The advent of three-dimensional (3D) printed stents has opened a new era of stent placement. Almost all stents are held in place by the friction created by the pressure applied to the airway wall. Hence, the stent must fit perfectly into airway wall to seal the fistula. As a result, it is important to perform stent placement without stretching the fistula to maximise the benefit. In large part, this can be done by cutting, suturing or ordering special forms of stents to simulate the human airway structure as closely as possible, which is usually time-consuming and subject to error. 52 3D-printed stents can be designed to fit an individual in a matter of weeks or even hours by deriving the appropriate model from CT or bronchoscopic images. 66 The 3D printing technology is widely used, except for metal stents 67 and silicone stents, 68 biodegradable stents 69 and drug-eluting stents 70 that have been reported for airway stenosis.
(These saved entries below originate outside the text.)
PR #4446, opened 2019-06-24
update OSPP

shawndwells:
Update OSPP profile with common criteria rule selections.

PR #4682, opened 2019-08-07
Reintroduce crypto policy rules in the OSPP profile for RHEL8

matusmarhefka:
#### Description:

Crypto policy rules were removed in the PR #4446. This commit
reintroduces them back into the profile.


yuumasato:
LGTM, thanks.

PR #4684, opened 2019-08-07
Delete unused/unwanted dconf_use_text_backend rule.

ggbecker:
#### Description:

- As part of previous dconf bugfix, the first attempt was to set dconf to use text backend as its database. It turned out that this didn't solve the problem thus leaving this rule as unused/unwanted. I propose to remove all artifacts related to it.

#### Rationale:

- Remove unused/unwanted dconf_use_text_backend rule.


ggbecker:
@openscap-ci test this please

shared/references/cce-redhat-avail.txt
```diff
@@ -706,3 +706,4 @@ CCE-82900-2
 CCE-82901-0
 CCE-82902-8
 CCE-82903-6
+CCE-80782-6
```
ggbecker: returns back the CCE to the available pool of numbers.

yuumasato:
LGTM.
I'm just not sure about returning the CCE to the pool, as the rule is part of release 0.1.45.

ggbecker:
> I'm just not sure about returning the CCE to the pool, as the rule is part of release 0.1.45.

That's true, it doesn't make sense to return it to the pool. I'll remove it.

shared/references/cce-redhat-avail.txt
ggbecker: Will remove as it was part of at least 0.1.45 release and could cause conflict.

matejak:
LGTM, thank you for this cleanup!

PR #4686, opened 2019-08-07
Jinja bash support

matejak:
- Added support for bash jinja macros in a similar way as we do with OVAL macros.
- Introduced a sample macro usage.


jan-cerny:
@matejak LGTM

PR #4687, opened 2019-08-07
Updated Fedora GPG info.

matejak:
The Fedora 30 is out, and info about Fedora 31 is available.
However, how does one determine value of `..._pkg_release`?

### DIFF
--- a/fedora/product.yml
+++ b/fedora/product.yml
@@ -10,13 +10,21 @@ pkg_manager: "dnf"
 
 init_system: "systemd"
 
-# The fingerprints below are retrieved from https://getfedora.org/keys/
-latest_version: 29
-latest_release_fingerprint: "5A03B4DD8254ECA02FDA1637A20AA56B429476B4"
-latest_pkg_release: "5a886537"
-latest_pkg_version: "429476b4"
+# The fingerprint and pkg_version are retrieved from https://getfedora.org/keys/
+# Future version is not used, but it makes updating latest_version easier.
+future_version: 31
+future_release_fingerprint: "7D22D5867F2A4236474BF7B850CB390B3C3359C4"
+future_pkg_version: "3c3359c4"
+# Obtain the pkg_release like this:
+# sudo rpm --import /etc/pki/rpm-gpg/RPM-GPG-KEY-fedora-<version>-x86_64
+# rpm -q gpg-pubkey --qf '%{VERSION}-%{RELEASE}\n' | grep <pkg_version> | cut -f 2 -d -
 
-previous_version: 28
-previous_release_fingerprint: "128CF232A9371991C8A65695E08E7E629DB62FB1"
-previous_pkg_release: "59920156"
-previous_pkg_version: "9db62fb1"
+latest_version: 30
+latest_release_fingerprint: "F1D8EC98F241AAF20DF69420EF3C111FCFC659B9"
+latest_pkg_version: "cfc659b9"
+latest_pkg_release: "5b6eac67"
+
+previous_version: 29
+previous_release_fingerprint: "5A03B4DD8254ECA02FDA1637A20AA56B429476B4"
+previous_pkg_version: "429476b4"
+previous_pkg_release: "5a886537"


ggbecker:
> However, how does one determine value of `..._pkg_release`?

On RHEL8 I usually import the keys and then query gpg-pubkey rpm package:
```
rpm --import /etc/pki/rpm-gpg/RPM-GPG-KEY-redhat-release 
rpm -q gpg-pubkey --qf '%{NAME}-%{VERSION}-%{RELEASE}\n'
gpg-pubkey-fd431d51-4ae0493b
gpg-pubkey-d4082792-5b32db75
```

I think you can do similarly on Fedora.

redhatrises:
https://getfedora.org/security/ may or may not be what you are looking for.

yuumasato:
> > However, how does one determine value of `..._pkg_release`?
> 
> On RHEL8 I usually import the keys and then query gpg-pubkey rpm package:
> 
> ```
> rpm --import /etc/pki/rpm-gpg/RPM-GPG-KEY-redhat-release 
> rpm -q gpg-pubkey --qf '%{NAME}-%{VERSION}-%{RELEASE}\n'
> gpg-pubkey-fd431d51-4ae0493b
> gpg-pubkey-d4082792-5b32db75
> ```
> 
> I think you can do similarly on Fedora.

Unfortunately the package release is not listed in the keys page.
The way to find it out seems to be to install the key and check for what `rpm` command reports.

matejak:
Thanks, I have updated it, along with the guide.

matejak:
Sorry for the confusion with delete/restore.

fedora/product.yml
```diff
@@ -10,13 +10,20 @@ pkg_manager: "dnf"
...
 
-# The fingerprints below are retrieved from https://getfedora.org/keys/
-latest_version: 29
-latest_release_fingerprint: "5A03B4DD8254ECA02FDA1637A20AA56B429476B4"
-latest_pkg_release: "5a886537"
-latest_pkg_version: "429476b4"
+# The fingerprint and pkg_version are retrieved from https://getfedora.org/keys/
+future_version: 31
+future_release_fingerprint: "7D22D5867F2A4236474BF7B850CB390B3C3359C4"
+future_pkg_version: "3c3359c4"
```
yuumasato: @matejak What is the intended use of future key?
The OVAL check doesn't use them.

fedora/product.yml
```diff
@@ -10,13 +10,20 @@ pkg_manager: "dnf"
...
-previous_pkg_version: "9db62fb1"
+latest_version: 30
+latest_release_fingerprint: "F1D8EC98F241AAF20DF69420EF3C111FCFC659B9"
+latest_pkg_version: "cfc659b9"
+latest_pkg_release: "5b6eac67"
+
+previous_version: 29
+previous_release_fingerprint: "5A03B4DD8254ECA02FDA1637A20AA56B429476B4"
+previous_pkg_release: "5a886537"
+previous_pkg_version: "429476b4"
```
yuumasato: Reorder like in fedora 30 keys, version, then release.

fedora/product.yml
matejak: I have just filled that, as the information is available on the website.

fedora/product.yml
matejak: Done by rebase.

fedora/product.yml
yuumasato: @matejak Should we just have it there unused?

I think it should be used in check and remediations (If we would like to test that this rule works in future fedora 31), or have it removed.

matejak: What do you mean? If I just remove that, then anybody updating this rule for Fedora 31 five months from now will have to pull exactly that data from the website. Having it in the file will save time, and it doesn't break anything.

yuumasato: I'm not strongly opposed to this, I just don't see much use in storing data for future use.

> Having it in the file will save time, and it doesn't break anything.

The time spent will be the same for every Fedora release, one will be filling in key data for `future_version` or `current_version`.

yuumasato:
@matejak Thank you for updating this and adding comments about how to obtain the `pkg_release`.

fedora/product.yml
matejak: Actually one can use `future_version` to populate `current_version` every other release, therefore not having to look at the website :-)

yuumasato: Yes, for `current_version` it will be faster, but `future_version` will have to be populated again.
One may even run into the issue that `future_version` key might not exist yet, not sure what are the odds of this.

In the future, these are expected to be used in the treatment of BPF. With the rapid advances in bronchoscopic treatment technology, treatment options for large fistulas can now be explored more thoroughly.
Conclusion
The treatment of BPFs often requires a multidisciplinary approach, including thoracic surgery and respiratory intervention. There are no uniform guidelines recommending standardised treatment of BPF, and bronchoscopic treatment is usually recommended for fistulas ⩽8 mm in diameter, but the closure of large fistulas remains a challenge. It is worth acknowledging that bronchoscopic treatment plays an integral role in BPF, and treatments should be tailored according to the patient’s individual condition.